Start from the beginning
                                    

“Kenapa harus secepat itu? Apa yang sebenarnya terjadi?”

“Kau akan tahu nanti. Tolong bantu saya.”

Tangannya terangkat, mengelus lembut pipiku. Matanya mulai terlihat berair lagi. Dirinya masih terus berharap. Mungkin benar waktunya tidak sebanyak yang kumiliki.

Langkahnya terlihat terburu-buru, matanya mencari-cari ke segala arah pandangan yang dilihatnya. Hingga aku perlu berlari untuk mengikutinya. Sampai di seberang jalan, di seberang sebuah kafe kopi kecil—kafe di mana aku kehilangan payung hitamku di sana.

Wanita itu mulai tampak lega memandang kafe itu dari kejauhan. Dan kucoba memberanikan diri untuk menanyakan tempat anaknya itu bekerja.

“Apa itu tempat kerjanya?”

“Ya, dulu dia pernah mengatakannya pada saya. Tapi, entah dia masih bekerja di sana atau tidak.”
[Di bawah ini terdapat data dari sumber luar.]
PR #1470, opened 2018-06-21
Add sector to filter options and list display for omis orders

ztolley:


reupen:
The filter doesn't seem to be having any effect. Is it using `sector_descends`?

src/apps/omis/apps/list/controllers.js
```diff
@@ -1,31 +1,81 @@
...
+      selectedFilters,
+      filtersFields,
+      countLabel: 'order',
+      actionButtons: [{
+        label: 'Add order',
+        url: '/omis/create',
+      }],
+    })
+  } catch (error) {
+    console.log(error)
```
reupen: Did you mean to put a `console.log()` here?

reupen:
Now it's having an effect, but if you select and change the sectors too quickly, you end up with the wrong results.

ztolley:
The issue with clicking filters too fast it a general problem on all filter pages, caused by how the XHR module works. Maybe time to revisit it as part of moving the code to a shared framework

PR #5, opened 2017-07-10
tensorflow r1.2 initial commit

ppeeou:
Thank you for listening to my request :)


lantiga:
Thank you for your contribution!

If things are working we can merge to master. Also, if you have interesting examples it would be nice to have them in.

PR #8, opened 2018-09-07
replace uname with "shell uname"

gkorland:


lantiga:
Merged, thanks @gkorland

PR #19, opened 2018-10-04
fix #17 number of arguments for FT.TENSOR + VALUES

### LINKED ISSUE #17: Error on more than on dimension  input
```
127.0.0.1:6379> TF.TENSOR gg3 FLOAT 3 1 2 2 VALUES 2 2 2 2
(error) ERR wrong number of arguments for 'TF.TENSOR' command
```

It seems the bug is in
```
398:  if (hasdata && datafmt == REDISTF_DATA_VALUES && argc != len + 6) {
```

Should be:
```
  if (hasdata && datafmt == REDISTF_DATA_VALUES && argc != len + 5 + ndims) {

```

gkorland:


lantiga:
Whoops, my bad. Thanks for the fix

PR #21, opened 2018-10-23
Initial commands documentation

gkorland:


lantiga:
Thank you @gkorland 

Moving forward I'd like to redesign the API to make it more verb-oriented, like DL.TSET, DL.TGET, DL.GSET, DL.GRUN, etc. What do you think?

PR #23, opened 2018-11-28
Small refactoring stage 1

MeirShpilraien:
Added Tensor.c, Tensor.h, Graph.c and Graph.h
Put basic functionalities to the correct components


MeirShpilraien:
@lantiga pls notice that I added a refCount to Tensor struct so we will be able to avoid cloning it in the future (but I did not implemented it yet so its still cloned but I believe we might be able to remove it)

lantiga:
Looks good. Merging, thanks!

PR #40, opened 2019-02-10
Add license badge

gkorland:


lantiga:
Build fails due to `/workspace` not being created in CI, this merge is good but we’ll need to address that asap.

PR #45, opened 2019-02-12
Libtorch backend

lantiga:


src/graph.c
```diff
@@ -33,7 +37,7 @@ int RAI_GraphInit(RedisModuleCtx* ctx) {
       .digest = NULL
   };
 
-  RedisAI_GraphType = RedisModule_CreateDataType(ctx, "DL__GRAPH", 0, &tmGraph);
+  RedisAI_GraphType = RedisModule_CreateDataType(ctx, "AI__GRAPH", 0, &tmGraph);
```
MeirShpilraien: if you change the datatype name it will not be backward compatible, is it ok?

src/graph.c
```diff
@@ -54,6 +61,9 @@ void RAI_GraphFree(RAI_Graph* graph) {
   if (graph->backend == RAI_BACKEND_TENSORFLOW) {
     RAI_GraphFreeTF(graph);
   }
+  else if (graph->backend == RAI_BACKEND_TORCH) {
+    RAI_GraphFreeTorch(graph);
+  }
   else {
     // TODO: err properly
     printf("ERR: Unsupported backend.\n");
```
MeirShpilraien: maybe we should put an assert it cause this really should not happened right?

src/graph.c
```diff
@@ -42,6 +46,9 @@ RAI_Graph *RAI_GraphCreate(RAI_Backend backend, RAI_Device device,
   if (backend == RAI_BACKEND_TENSORFLOW) {
     return RAI_GraphCreateTF(backend, device, graphdef, graphlen);
   }
+  else if (backend == RAI_BACKEND_TORCH) {
+    return RAI_GraphCreateTorch(backend, device, graphdef, graphlen);
+  }
 
   return NULL;
```
MeirShpilraien: could this happened? if not assert?

src/graph.c
lantiga: I don't think we have actual users outside a tiny group. Also, backward compatibility here applies to databases being restored from RDB or AOF right? In that case don't save to those yet.

src/graph.c
lantiga: You mean the unsupported backend, right? I agree

src/graph.c
lantiga: I get the previous comment now: Torch graphs are fully supported. See in `pytorch-minimal.py` and `load_torch_model.sh` in `examples/models` for an example on how to trace+export a graph from PyTorch and run it in Redis. See here for reference: https://pytorch.org/tutorials/advanced/cpp_export.html

src/graph.c
lantiga: (I got your comment now, see next response to comment)

src/graph.c
MeirShpilraien: I actually meant the return NULL if we reach there its a bug right? So it might be better to put an assert there so we will now it happened.

src/tensor.c
```diff
@@ -133,20 +179,28 @@ size_t RAI_TensorGetDataSize(const char* dataTypeStr){
 
 void RAI_TensorFree(RAI_Tensor* t){
   if (--t->refCount <= 0){
-    RedisModule_Free(t->tensor.shape);
-    RedisModule_Free(t->tensor.data);
+    if (t->tensor.manager_ctx && t->tensor.deleter) {
+      t->tensor.deleter(&t->tensor);
+    }
+    else {
+      RedisModule_Free(t->tensor.dl_tensor.shape);
```
MeirShpilraien: I suggest to switch to a macro of alloc and free and when compile for production point macro to use RedisModule_Free and when compile for testing point macro to use std malloc and free, this way it will be easy to run valgrind on it and test for leaks.

MeirShpilraien: Look how we do it in Redisearch

src/graph.c
lantiga: Oh right, sorry. Yes, great point.

src/graph.c
MeirShpilraien: Also I would suggest to create a single graph struct with function pointers to Free, Run , .. and all the other capabilities. This way we can avoid all those if's and it will be easy to add more backends in the future ..

src/tensor.c
lantiga: Leaks is something we should definitely test at this point, I'll do that before merging

lantiga:
Great, thank you @MeirShpilraien!

src/tensor.c
lantiga: This is it right? https://github.com/RedisLabsModules/RediSearch/blob/master/src/rmutil/alloc.h

MeirShpilraien: yes and you should call RMUTil_InitAlloc if REDIS_MODULE_TARGET is not defined so it will switch the pointers

src/graph.c
lantiga: Correct, we should definitely do some refactoring after this round of changes. I'm opening a dedicated issue now.

src/tensor.c
lantiga: Where do you suggest is the best place to call it?

MeirShpilraien: at the init function?

lantiga: Done

src/graph.c
lantiga: Done

lantiga:
@MeirShpilraien ready to merge if you approve. Thank you for the reviews!

PR #52, opened 2019-02-19
Command refactor

lantiga:
This PR brings in a few significant changes:

- Graph is renamed to Model
- Subcommands are gone, commands are now following _objectverb_ (e.g. `TENSORSET`)
- Commands and return values do not include counters (e.g. `ndim dim1 dim2` is now `dim1 dim2`)
- `MODELSET` now requires names in `INPUTS` and `OUTPUTS` for the TF backend
- as a consequence, `MODELRUN` only needs keys

TODO before merging
- [x] ~~thorough testing of the unhappy paths~~ [opened separate issue, see #62]
- [x] evaluate adding placement (it could be optional) in `TENSORSET`
- [x] consider changing the placement tag from `GPU` to `CUDA` (to allow to differentiate devices in the future)


lantiga:
A comment on the open points:
- I considered switching `GPU` to `CUDA`; indeed, dlpack uses `GPU`, as does TF; we'll keep it this way, so no change here
- `TENSORSET` will get an additional placement argument in the future, but the default will be `CPU`, so we can defer adding the placement argument for now

src/redisai.c
```diff
@@ -426,27 +418,67 @@ int RedisAI_Set_Graph_RedisCommand(RedisModuleCtx *ctx, RedisModuleString **argv
...
+
+  size_t namelen;
+  const char *name, *option;
+
+  option = RedisModule_StringPtrLen(argv[argidx], NULL);
+
+  if (strcasecmp(option, "INPUTS") == 0) {
+    argidx++;
+    for (size_t i=0; i<argc-argidx-1; i++) {
+      name = RedisModule_StringPtrLen(argv[argidx + i], &namelen);
```
mnunberg: It's safe to assume here that the return value (RedisModule_StringPtrLen) is NUL-terminated; no need for the extra alloc/copy here... and the function you're passing this into does not modify the strings.

src/redisai.c
```diff
@@ -426,27 +418,67 @@ int RedisAI_Set_Graph_RedisCommand(RedisModuleCtx *ctx, RedisModuleString **argv
...
+    }
+    argidx += array_len(inputs);
+  }
+
+  option = RedisModule_StringPtrLen(argv[argidx], NULL);
+
+  if (strcasecmp(option, "OUTPUTS") == 0) {
+    argidx++;
+    for (size_t i=0; i<argc-argidx-1; i++) {
+      name = RedisModule_StringPtrLen(argv[argidx + i], &namelen);
```
mnunberg: See above.

src/redisai.c
```diff
@@ -426,27 +418,67 @@ int RedisAI_Set_Graph_RedisCommand(RedisModuleCtx *ctx, RedisModuleString **argv
     return RedisModule_ReplyWithError(ctx, "ERR unsupported device");
   }
 
-  RAI_Graph *graph = NULL;
+  long long argidx = 4;
+
+  char **inputs = array_new(char*, argc - argidx);
```
mnunberg: You can use a variable-length-array here with some bounds sanity checking, unless the expected argument size can really be a lot..

e.g:
```
size_t remaining = argc - argidx;
if (remaining > 1000) { return RedisModule_ReplyWithError(ctx, "Too many arguments"); }
const char *inputs[remaining];
const char *outputs[remaining];
```

src/redisai.c
```diff
@@ -426,27 +418,67 @@ int RedisAI_Set_Graph_RedisCommand(RedisModuleCtx *ctx, RedisModuleString **argv
...
+  if (model == NULL){
+    return RedisModule_ReplyWithError(ctx, "ERR failed creating the model");
   }
 
   RedisModuleKey *key = RedisModule_OpenKey(ctx, argv[1],
       REDISMODULE_READ|REDISMODULE_WRITE);
   int type = RedisModule_KeyType(key);
   if (type != REDISMODULE_KEYTYPE_EMPTY &&
-      RedisModule_ModuleTypeGetType(key) != RedisAI_GraphType) {
+      RedisModule_ModuleTypeGetType(key) != RedisAI_ModelType) {
```
mnunberg: Also check `RedisModule_ModuleGetType(key) == REDISMODULE_KEYTYPE_MODULE`

src/redisai.c
```diff
@@ -576,49 +608,26 @@ int RedisAI_Run_Graph_RedisCommand(RedisModuleCtx *ctx, RedisModuleString **argv
...
-        return RedisModule_ReplyWithError(ctx, "ERR invalid number of inputs");
-      }
-      else {
-        return RedisModule_ReplyWithError(ctx, "ERR invalid number of outputs");
-      }
-    }
-
-    RedisModuleString** keys = RedisModule_Alloc(nitems * sizeof(RedisModuleString*));
-    RedisModuleString** names = RedisModule_Alloc(nitems * sizeof(RedisModuleString*));
+    RedisModuleString** keys = array_new(RedisModuleString*, argc - argidx);
```
mnunberg: ditto per above

lantiga:
Great review, thanks @mnunberg!

mnunberg:
I can merge this and apply the changes myself later on, if that is ok? @gkorland @K-Jo - do the command changes make sense?

lantiga:
I’ve got almost all the fixes done, sorry but I didn’t have the time to complete them.

I’ll submit them tonight.

lantiga:
Unless you need the PR to go in now, in which case I can merge, let me know

src/backends/tensorflow.c
```diff
@@ -186,88 +188,124 @@ RAI_Graph *RAI_GraphCreateTF(RAI_Backend backend, RAI_Device device,
...
   }
 
-  TF_DeleteGraph(graph->graph);
-  graph->graph = NULL;
+  TF_DeleteGraph(model->model);
+  model->model = NULL;
+
+  if (model->inputs) {
+    size_t ninputs = array_len(model->inputs);
+    for (long long i=0; i<ninputs; i++) {
```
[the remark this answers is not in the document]
lantiga: Done

src/backends/tensorflow.c
```diff
@@ -186,88 +188,124 @@ RAI_Graph *RAI_GraphCreateTF(RAI_Backend backend, RAI_Device device,
...
+      RedisModule_Free(model->inputs[i]);
+    }
+    array_free(model->inputs);
+  }
+
+  if (model->outputs) {
+    size_t noutputs = array_len(model->outputs);
+    for (long long i=0; i<noutputs; i++) {
```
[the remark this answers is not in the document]
lantiga: Done

src/backends/tensorflow.c
```diff
@@ -186,88 +188,124 @@ RAI_Graph *RAI_GraphCreateTF(RAI_Backend backend, RAI_Device device,
...
+
+  size_t noutputs = array_len(outputs);
+  char **outputs_ = array_new(char*, noutputs);
+  for (long long i=0; i<noutputs; i++) {
+    char* output = RedisModule_Alloc(strlen(outputs[i]) * sizeof(char));
+    strcpy(output, outputs[i]);
+    array_append(outputs_, output);
+  }
+
+  RAI_Model* ret = RedisModule_Alloc(sizeof(*ret));
```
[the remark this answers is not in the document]
lantiga: Done

src/redisai.c
lantiga: One question here: I'm using the `array` in utils so we can avoid passing the number of elements to the called functions. What's the actual advantage of avoiding `array` (it doesn't look like it has a lot of overhead)?

mnunberg: It's not so much a matter of overhead as it is a matter of yet one more pointer to keep track of and ensure is freed.

lantiga: I see now, thanks.
The downside is making the signature for the called functions a bit more complicated (with the added ninputs, noutputs). I'm not sure about this one.

src/backends/tensorflow.c
```diff
@@ -144,21 +144,23 @@ TF_Tensor* RAI_TFTensorFromTensor(RAI_Tensor* t){
...
+  buffer->length = modellen;
+  buffer->data = modeldef;
 
   TF_Status *status = TF_NewStatus();
 
-  TF_GraphImportGraphDef(graph, buffer, options, status);
+  TF_GraphImportGraphDef(model, buffer, options, status);
 
   if (TF_GetCode(status) != TF_OK) {
+    printf("ERR: Failed importing TF graph\n");
```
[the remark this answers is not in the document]
lantiga: Good idea. We should probably adopt this pattern in backend functions in general.

mnunberg:
I’d prefer a struct with actual error codes.. this is what we did in search, and it’s working quite nicely, if there’s more thna a single function which does this.

mnunberg:
For an uninitiated newcomer, it’s far easier to parse. If the parameters are too much, might I suggest to make the parameters as a struct instead, and just populate the struct… even though as it stands right now, the amount of parameters does not ssem to be excessive.

lantiga:
Ok, you have a good point.

lantiga:
Finishing up but still need to close, will submit tomorrow

src/backends/tensorflow.c
```diff
@@ -186,88 +188,124 @@ RAI_Graph *RAI_GraphCreateTF(RAI_Backend backend, RAI_Device device,
...
     // TODO: free memory
     return NULL;
   }
 
   TF_DeleteSessionOptions(sessionOptions);
   TF_DeleteStatus(sessionStatus);
 
-  RAI_Graph* ret = RedisModule_Alloc(sizeof(*ret));
-  ret->graph = graph;
+  size_t ninputs = array_len(inputs);
```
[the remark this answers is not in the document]
lantiga: This should be happening already in https://github.com/RedisAI/RedisAI/blob/master/src/utils/arr_rm_alloc.h
We are not including `arr.h` directly.

lantiga:
@mnunberg Changes are in, sorry if it took a while. I'll be around for another 30 mins.

lantiga:
Of note, I added returning error messages from the TF and Torch backends to the client.

mnunberg:
In the future it's better to force-push after approval as it makes it difficult to see what's changed between commits.

PR #61, opened 2019-02-22
get_deps: add -e, allow per-platform directory

mnunberg:
-e ensures that the retrieval fails at first error. Multi-platform
builds are useful in case the directory is moved across different
virtual platforms

### DIFF
--- a/get_deps.sh
+++ b/get_deps.sh
@@ -1,8 +1,15 @@
 #!/usr/bin/env bash
+set -e
 
 BASE_DIRECTORY=`pwd`
 
-DEPS_DIRECTORY=${BASE_DIRECTORY}/deps
+# Allow different deps for different platforms:
+PLATNAME=${OSTYPE}
+if [ -e /etc/debian-version ]; then
+    PLATNAME=${PLATNAME}-deb
+fi
+
+DEPS_DIRECTORY=${BASE_DIRECTORY}/deps-${PLATNAME}
 
 mkdir -p ${DEPS_DIRECTORY}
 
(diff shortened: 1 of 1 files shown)


get_deps.sh
```diff
@@ -1,8 +1,15 @@
...
 BASE_DIRECTORY=`pwd`
 
-DEPS_DIRECTORY=${BASE_DIRECTORY}/deps
+# Allow different deps for different platforms:
+PLATNAME=${OSTYPE}
+if [ -e /etc/debian-version ]; then
+    PLATNAME=${PLATNAME}-deb
+fi
+
+DEPS_DIRECTORY=${BASE_DIRECTORY}/deps-${PLATNAME}
```
lantiga: It's good to have platform specific `deps`, but you'll need to make sure the `DEPS_PATH` is set appropriately in the `Makefile`, see https://github.com/RedisAI/RedisAI/blob/master/src/Makefile#L8
(this is the cause of the failing test - it's not finding `redismodule.h` because it's looking for it in `deps`)

mnunberg:
Hi - see my other branch, I intend to CMake-ify this; it’s easier to work with and requires less logic in the shell script.

lantiga:
Good, I have worked with CMake in the past. I thought it was a no go for Redis Modules :-)
I've seen the branch now, I hadn't noticed it earlier.

At this point we could cmake-ify `get_deps.sh` too, what do you think?

mnunberg:
re get_deps.sh: It’s much quicker to just download stuff from a shell script than to use cmake’s built-in download functionality, but I’m trying to do it one step at a time. A question is how “hard” these dependencies might be — could one use dependencies from their package manager as well, or will they remain strictly vendored.

As far as CMake-ifying Redis modules, I know that I’ve converted RediSearch to CMake. There is a Makefile wrapper though, so a user can just run `make` and have it “work”, but all serious development happens using CMake.

lantiga:
Re: package managers. I'm not sure when distributions will support the C libraries of packages like TF and PyTorch, it might take a while.
Let's assume we'll provide them by downloading for the foreseeable future.

One thing that might be worth clarifying is that backends (libtensorflow, libtorch and in the future onnxruntime) will be loadable dynamically through a `AI.CONFIG` or similar command. The same holds for CPU-only or CPU+GPU versions of the same libraries.

A user might want to load libtorch CPU and libtensorflow GPU, or just libtorch, etc. In that case, it would be nice to
- avoid downloading the backends that won't be used
- download the right combination of backend+device[CPU, GPU]

lantiga:
Regarding this PR it looks good. However I propose to merge it when the work on the CMake branch is ready, so we keep CI green.

mnunberg:
Yep, I'll just bundle it together with CMake

mnunberg:
@lantiga regarding the packaging of the directories.. is the intent to have a single directory containing all the dependencies (specifically libs/) or is it also acceptable to have each dependency within its own prefix tree. Cmake can handle either just fine, but I think the latter is easier to vendor/version

lantiga:
The only advantage for having everything in deps/install/lib was for setting env vars in a stable way instead of them depending on the installed backends
```
LD_LIBRARY_PATH=/some/path/deps/install/lib redis-server ...
```
However, I'm all for separating if we provide a smart mechanism for setting env vars.

mnunberg:
also — how is this module being distributed? I’m going to assume that for the time being, it’s pretty much only being run out of the build tree?

lantiga:
Probably Pieter should chime in here @K-Jo

lantiga:
In general, I think we should create a structure that can be taken out of the build tree in the near future.

lantiga:
Closing as obsolete

PR #65, opened 2019-02-25
Build refactor

mnunberg:


lantiga:
Looks great @mnunberg!
A few requests (they should be quick):
- rebase onto master
- resolve the conflicts:
  - `test/basic_tests.py` still uses the old API
  - `Makefile` is gone, all that is needed here is add `src/err.c` to the list of source files in `CMakeLists.txt`

lantiga:
Merging!

PR #66, opened 2019-02-26
Update README.md

K-Jo:


lantiga:
Thanks! We should do the same for `load_model.sh`, `load_torch_model.sh`, `run_script.sh` in `examples/models`

Issue #64, opened 2019-02-24
Implement serialization and replication


lantiga:
So far we didn't really take care of serialization and replication for RedisAI data types.
It should be straightforward, with one caveat: in MODELSET we take the protobuf, deserialize it and throw it away (we only keep the model in memory, not the protobuf as it would be wasteful).
However, we will need to serialize the protobuf as-is (pre deserialization) for persistence and replication within the call to ModelSet.

Related to #63.

lantiga:
Closed by #72

PR #72, opened 2019-03-02
Add serialization of data types

lantiga:
This PR addresses #64.

In a nutshell:
- tensors are serialized from the underlying dlpack structures
- scripts are serialized from their string definition
- models are (re-)converted to protobufs from their in-memory representations, to avoid duplication

~~**NOTE** this is WIP, not ready for review yet (needs testing).~~


src/model.c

Matanya masih terus memandang kafe itu. Kakinya mulai melangkah ke depan, dan aku hanya bisa mengikutinya. Saat tepat di depan pintu kafe itu, wajahnya mulai ragu untuk masuk.

“Saya pernah datang ke sini. Bukan masalah untuk mencoba bertanya terlebih dulu.” kataku mencoba meyakinkannya.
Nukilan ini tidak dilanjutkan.